• [Stored data entries]:
□ □ □
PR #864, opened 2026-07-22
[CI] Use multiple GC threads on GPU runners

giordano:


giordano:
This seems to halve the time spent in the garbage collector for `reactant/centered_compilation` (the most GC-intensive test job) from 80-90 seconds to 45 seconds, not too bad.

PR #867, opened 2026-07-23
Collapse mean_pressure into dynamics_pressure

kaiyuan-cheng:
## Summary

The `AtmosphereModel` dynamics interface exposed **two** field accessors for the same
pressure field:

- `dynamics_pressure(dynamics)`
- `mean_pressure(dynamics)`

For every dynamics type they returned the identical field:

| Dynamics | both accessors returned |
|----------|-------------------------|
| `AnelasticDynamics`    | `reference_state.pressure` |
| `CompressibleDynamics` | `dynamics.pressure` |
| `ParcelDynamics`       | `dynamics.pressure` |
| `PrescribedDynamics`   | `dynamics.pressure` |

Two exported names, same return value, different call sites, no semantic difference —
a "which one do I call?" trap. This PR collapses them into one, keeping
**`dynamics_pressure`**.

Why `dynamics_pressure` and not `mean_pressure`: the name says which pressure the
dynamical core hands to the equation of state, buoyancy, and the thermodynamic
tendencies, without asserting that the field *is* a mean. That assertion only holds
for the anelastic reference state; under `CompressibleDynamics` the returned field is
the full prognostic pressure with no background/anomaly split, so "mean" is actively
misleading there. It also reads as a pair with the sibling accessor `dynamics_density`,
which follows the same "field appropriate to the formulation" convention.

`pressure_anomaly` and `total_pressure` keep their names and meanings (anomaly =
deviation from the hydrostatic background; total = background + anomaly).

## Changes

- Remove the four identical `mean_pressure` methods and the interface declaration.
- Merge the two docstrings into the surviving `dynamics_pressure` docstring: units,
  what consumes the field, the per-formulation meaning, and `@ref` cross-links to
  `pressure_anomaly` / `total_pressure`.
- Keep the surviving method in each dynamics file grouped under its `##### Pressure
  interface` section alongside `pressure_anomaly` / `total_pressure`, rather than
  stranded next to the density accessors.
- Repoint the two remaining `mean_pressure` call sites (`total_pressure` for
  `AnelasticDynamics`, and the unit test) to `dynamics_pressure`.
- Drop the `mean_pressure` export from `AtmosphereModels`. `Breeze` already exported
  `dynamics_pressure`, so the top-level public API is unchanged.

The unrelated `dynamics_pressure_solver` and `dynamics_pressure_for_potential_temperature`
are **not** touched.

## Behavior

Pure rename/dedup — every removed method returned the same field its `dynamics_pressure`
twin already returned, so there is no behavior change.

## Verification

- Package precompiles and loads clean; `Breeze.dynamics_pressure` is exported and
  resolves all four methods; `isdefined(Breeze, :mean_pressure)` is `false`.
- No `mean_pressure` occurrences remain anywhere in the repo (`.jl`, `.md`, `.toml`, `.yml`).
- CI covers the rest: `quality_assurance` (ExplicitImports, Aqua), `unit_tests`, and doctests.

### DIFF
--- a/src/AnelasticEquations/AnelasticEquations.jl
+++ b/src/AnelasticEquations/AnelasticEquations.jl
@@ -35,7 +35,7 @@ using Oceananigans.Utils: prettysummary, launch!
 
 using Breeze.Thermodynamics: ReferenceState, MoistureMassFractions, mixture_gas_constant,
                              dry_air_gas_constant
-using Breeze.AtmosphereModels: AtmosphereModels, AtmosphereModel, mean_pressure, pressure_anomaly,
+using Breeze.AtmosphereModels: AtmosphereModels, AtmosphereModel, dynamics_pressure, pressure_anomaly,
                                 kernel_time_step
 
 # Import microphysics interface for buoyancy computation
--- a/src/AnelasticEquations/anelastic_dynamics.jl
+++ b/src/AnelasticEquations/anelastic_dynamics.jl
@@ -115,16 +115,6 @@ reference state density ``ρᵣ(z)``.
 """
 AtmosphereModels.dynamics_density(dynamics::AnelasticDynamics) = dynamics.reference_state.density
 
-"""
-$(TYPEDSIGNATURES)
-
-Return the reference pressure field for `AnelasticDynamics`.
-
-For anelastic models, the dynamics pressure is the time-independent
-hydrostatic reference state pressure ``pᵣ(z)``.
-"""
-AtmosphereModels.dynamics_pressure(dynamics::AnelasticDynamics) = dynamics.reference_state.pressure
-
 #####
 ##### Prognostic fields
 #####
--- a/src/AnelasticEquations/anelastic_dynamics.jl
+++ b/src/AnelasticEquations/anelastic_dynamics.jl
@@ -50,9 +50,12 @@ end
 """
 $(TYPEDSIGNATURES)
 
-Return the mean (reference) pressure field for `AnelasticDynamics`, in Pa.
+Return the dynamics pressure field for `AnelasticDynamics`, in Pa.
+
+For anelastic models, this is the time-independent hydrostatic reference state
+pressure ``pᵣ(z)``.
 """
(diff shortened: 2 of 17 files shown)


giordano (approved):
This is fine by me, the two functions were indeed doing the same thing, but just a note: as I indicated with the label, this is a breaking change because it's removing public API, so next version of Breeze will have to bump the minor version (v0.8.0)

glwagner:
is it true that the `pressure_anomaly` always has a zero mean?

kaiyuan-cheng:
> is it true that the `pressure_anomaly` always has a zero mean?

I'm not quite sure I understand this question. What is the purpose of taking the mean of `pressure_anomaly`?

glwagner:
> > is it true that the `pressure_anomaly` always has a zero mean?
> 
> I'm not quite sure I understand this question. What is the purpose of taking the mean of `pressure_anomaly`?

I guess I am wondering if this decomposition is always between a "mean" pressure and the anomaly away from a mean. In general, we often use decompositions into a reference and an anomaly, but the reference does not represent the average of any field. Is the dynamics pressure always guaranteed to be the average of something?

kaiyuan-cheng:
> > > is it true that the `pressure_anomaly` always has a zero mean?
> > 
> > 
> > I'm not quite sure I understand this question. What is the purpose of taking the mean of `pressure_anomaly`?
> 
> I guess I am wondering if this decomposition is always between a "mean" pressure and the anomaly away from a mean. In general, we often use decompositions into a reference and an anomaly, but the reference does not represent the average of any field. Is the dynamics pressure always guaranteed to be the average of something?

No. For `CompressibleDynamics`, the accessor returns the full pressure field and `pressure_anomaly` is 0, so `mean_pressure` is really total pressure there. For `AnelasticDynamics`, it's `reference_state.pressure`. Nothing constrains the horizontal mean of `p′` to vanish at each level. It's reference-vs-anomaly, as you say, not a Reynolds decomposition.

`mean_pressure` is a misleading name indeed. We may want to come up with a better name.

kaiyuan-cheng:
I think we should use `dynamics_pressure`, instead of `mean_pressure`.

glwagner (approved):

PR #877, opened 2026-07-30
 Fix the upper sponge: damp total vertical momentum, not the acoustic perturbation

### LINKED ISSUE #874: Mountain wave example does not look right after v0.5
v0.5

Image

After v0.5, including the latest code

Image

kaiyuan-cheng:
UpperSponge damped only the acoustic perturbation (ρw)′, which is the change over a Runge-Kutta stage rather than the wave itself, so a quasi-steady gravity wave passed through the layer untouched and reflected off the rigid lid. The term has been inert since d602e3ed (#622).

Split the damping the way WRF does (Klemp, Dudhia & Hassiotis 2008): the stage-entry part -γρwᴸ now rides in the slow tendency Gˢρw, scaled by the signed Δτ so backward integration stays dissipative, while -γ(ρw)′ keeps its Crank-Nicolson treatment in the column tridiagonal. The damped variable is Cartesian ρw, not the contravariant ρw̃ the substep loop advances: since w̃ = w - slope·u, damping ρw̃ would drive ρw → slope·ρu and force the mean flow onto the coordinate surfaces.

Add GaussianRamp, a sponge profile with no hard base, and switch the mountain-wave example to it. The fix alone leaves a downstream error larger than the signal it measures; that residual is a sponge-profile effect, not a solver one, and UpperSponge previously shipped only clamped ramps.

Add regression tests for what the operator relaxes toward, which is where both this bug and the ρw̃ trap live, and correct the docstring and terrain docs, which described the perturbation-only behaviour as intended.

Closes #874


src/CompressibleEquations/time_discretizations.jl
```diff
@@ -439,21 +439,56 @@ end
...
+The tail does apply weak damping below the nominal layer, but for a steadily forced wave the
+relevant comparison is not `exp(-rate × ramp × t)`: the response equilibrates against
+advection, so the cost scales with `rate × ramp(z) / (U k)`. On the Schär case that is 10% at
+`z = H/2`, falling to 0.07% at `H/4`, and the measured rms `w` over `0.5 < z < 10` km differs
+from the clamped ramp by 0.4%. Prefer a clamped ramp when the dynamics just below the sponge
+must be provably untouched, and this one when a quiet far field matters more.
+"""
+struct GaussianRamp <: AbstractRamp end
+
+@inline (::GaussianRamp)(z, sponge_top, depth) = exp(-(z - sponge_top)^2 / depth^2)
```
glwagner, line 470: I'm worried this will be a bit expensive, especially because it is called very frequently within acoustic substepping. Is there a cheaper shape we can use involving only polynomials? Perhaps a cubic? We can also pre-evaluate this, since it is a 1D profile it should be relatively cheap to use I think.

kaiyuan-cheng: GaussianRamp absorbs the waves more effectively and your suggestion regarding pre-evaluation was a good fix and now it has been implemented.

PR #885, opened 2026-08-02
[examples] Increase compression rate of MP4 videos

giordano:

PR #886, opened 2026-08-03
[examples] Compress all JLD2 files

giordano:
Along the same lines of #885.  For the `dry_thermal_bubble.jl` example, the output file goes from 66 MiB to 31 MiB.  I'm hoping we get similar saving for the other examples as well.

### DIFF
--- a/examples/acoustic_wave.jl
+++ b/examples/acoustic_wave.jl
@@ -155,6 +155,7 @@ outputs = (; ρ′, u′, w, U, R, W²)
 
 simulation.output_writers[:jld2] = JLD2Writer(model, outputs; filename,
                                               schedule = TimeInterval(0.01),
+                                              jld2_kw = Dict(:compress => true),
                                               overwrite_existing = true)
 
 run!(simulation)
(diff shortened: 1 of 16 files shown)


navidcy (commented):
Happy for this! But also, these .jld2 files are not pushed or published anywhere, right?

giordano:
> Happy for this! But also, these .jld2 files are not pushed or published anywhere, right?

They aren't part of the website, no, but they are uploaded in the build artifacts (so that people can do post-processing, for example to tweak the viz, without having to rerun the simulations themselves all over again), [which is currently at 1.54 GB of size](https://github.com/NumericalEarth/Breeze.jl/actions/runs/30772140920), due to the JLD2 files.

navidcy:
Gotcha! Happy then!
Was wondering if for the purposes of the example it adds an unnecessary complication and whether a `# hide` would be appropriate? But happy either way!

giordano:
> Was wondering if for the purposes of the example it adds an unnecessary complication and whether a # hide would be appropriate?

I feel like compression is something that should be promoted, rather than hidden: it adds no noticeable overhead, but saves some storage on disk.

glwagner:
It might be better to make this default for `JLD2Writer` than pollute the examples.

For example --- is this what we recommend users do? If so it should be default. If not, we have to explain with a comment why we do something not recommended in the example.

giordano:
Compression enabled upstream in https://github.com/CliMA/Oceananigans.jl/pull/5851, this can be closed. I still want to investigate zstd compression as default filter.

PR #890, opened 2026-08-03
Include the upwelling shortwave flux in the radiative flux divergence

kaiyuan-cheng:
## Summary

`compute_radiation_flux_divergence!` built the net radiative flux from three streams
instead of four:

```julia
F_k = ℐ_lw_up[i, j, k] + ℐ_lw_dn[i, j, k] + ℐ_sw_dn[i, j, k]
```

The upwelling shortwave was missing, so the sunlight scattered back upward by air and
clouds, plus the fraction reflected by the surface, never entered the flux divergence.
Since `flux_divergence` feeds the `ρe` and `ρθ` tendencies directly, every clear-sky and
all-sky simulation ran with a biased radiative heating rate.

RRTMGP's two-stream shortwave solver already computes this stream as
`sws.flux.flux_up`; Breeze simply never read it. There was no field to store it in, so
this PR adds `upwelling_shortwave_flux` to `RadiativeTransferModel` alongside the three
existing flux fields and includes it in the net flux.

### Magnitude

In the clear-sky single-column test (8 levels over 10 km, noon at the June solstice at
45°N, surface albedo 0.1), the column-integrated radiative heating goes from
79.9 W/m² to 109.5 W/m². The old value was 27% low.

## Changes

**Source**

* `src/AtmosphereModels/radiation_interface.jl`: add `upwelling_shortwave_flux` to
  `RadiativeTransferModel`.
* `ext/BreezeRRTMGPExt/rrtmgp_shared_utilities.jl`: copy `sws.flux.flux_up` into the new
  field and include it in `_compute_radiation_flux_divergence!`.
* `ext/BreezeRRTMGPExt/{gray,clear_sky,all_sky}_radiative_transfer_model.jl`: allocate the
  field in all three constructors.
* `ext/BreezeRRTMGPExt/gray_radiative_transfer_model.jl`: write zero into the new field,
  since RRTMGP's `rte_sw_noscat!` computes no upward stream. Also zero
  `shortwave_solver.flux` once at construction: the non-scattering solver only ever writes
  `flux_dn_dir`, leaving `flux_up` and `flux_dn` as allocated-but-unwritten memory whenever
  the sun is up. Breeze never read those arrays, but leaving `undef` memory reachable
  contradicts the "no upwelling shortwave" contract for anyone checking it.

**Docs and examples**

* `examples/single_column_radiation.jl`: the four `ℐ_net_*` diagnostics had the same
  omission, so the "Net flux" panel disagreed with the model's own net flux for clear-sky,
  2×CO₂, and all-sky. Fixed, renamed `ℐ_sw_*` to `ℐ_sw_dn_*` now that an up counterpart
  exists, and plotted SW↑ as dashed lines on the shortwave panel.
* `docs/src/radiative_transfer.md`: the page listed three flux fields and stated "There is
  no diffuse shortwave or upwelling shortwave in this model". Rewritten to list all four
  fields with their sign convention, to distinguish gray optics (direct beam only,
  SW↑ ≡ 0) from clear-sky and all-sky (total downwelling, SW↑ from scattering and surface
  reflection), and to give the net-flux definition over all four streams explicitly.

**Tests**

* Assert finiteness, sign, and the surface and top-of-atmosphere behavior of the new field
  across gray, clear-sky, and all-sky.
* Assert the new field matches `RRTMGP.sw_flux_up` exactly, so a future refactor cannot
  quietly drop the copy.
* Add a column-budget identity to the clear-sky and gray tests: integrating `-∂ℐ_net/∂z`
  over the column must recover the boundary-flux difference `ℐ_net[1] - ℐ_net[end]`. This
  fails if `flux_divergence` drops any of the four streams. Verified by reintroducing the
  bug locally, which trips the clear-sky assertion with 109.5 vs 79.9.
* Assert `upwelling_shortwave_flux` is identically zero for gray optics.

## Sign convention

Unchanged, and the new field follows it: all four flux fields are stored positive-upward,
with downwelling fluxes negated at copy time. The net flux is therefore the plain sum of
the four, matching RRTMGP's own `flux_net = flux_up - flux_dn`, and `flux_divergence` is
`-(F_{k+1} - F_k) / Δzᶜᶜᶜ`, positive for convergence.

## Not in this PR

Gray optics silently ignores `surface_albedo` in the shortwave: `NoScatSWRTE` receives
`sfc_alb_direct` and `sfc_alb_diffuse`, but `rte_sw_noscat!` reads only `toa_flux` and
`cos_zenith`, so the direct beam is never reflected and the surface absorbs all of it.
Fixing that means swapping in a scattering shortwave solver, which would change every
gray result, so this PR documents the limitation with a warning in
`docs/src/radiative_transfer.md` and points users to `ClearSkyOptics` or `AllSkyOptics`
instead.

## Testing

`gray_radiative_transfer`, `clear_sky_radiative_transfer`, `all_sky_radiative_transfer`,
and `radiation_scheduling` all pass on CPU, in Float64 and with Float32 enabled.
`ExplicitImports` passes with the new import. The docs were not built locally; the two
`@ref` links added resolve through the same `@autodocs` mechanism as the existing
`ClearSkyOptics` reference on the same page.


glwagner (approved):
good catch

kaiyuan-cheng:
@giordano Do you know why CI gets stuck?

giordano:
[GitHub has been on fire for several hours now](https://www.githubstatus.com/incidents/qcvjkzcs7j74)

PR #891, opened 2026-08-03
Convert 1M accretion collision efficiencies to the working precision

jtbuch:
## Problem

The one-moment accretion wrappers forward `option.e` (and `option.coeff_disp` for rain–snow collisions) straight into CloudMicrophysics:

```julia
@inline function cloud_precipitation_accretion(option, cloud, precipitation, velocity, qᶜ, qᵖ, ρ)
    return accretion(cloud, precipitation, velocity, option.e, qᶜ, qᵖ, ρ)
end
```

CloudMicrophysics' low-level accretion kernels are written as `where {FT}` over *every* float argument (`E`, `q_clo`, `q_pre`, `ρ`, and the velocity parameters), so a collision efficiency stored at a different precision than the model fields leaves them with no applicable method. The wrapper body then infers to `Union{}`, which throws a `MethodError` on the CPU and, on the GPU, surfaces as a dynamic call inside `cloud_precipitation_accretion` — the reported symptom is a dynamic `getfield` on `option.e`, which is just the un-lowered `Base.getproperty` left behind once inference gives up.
□ □ □
If a line falls between the first line of the data above and the line holding "which pressure the", inclusive, retype it exactly; retype no other line.

PR #864, opened 2026-07-22
[CI] Use multiple GC threads on GPU runners

giordano:


giordano:
This seems to halve the time spent in the garbage collector for `reactant/centered_compilation` (the most GC-intensive test job) from 80-90 seconds to 45 seconds, not too bad.

PR #867, opened 2026-07-23
Collapse mean_pressure into dynamics_pressure

kaiyuan-cheng:
## Summary

The `AtmosphereModel` dynamics interface exposed **two** field accessors for the same
pressure field:

- `dynamics_pressure(dynamics)`
- `mean_pressure(dynamics)`

For every dynamics type they returned the identical field:

| Dynamics | both accessors returned |
|----------|-------------------------|
| `AnelasticDynamics`    | `reference_state.pressure` |
| `CompressibleDynamics` | `dynamics.pressure` |
| `ParcelDynamics`       | `dynamics.pressure` |
| `PrescribedDynamics`   | `dynamics.pressure` |

Two exported names, same return value, different call sites, no semantic difference —
a "which one do I call?" trap. This PR collapses them into one, keeping
**`dynamics_pressure`**.

Why `dynamics_pressure` and not `mean_pressure`: the name says which pressure the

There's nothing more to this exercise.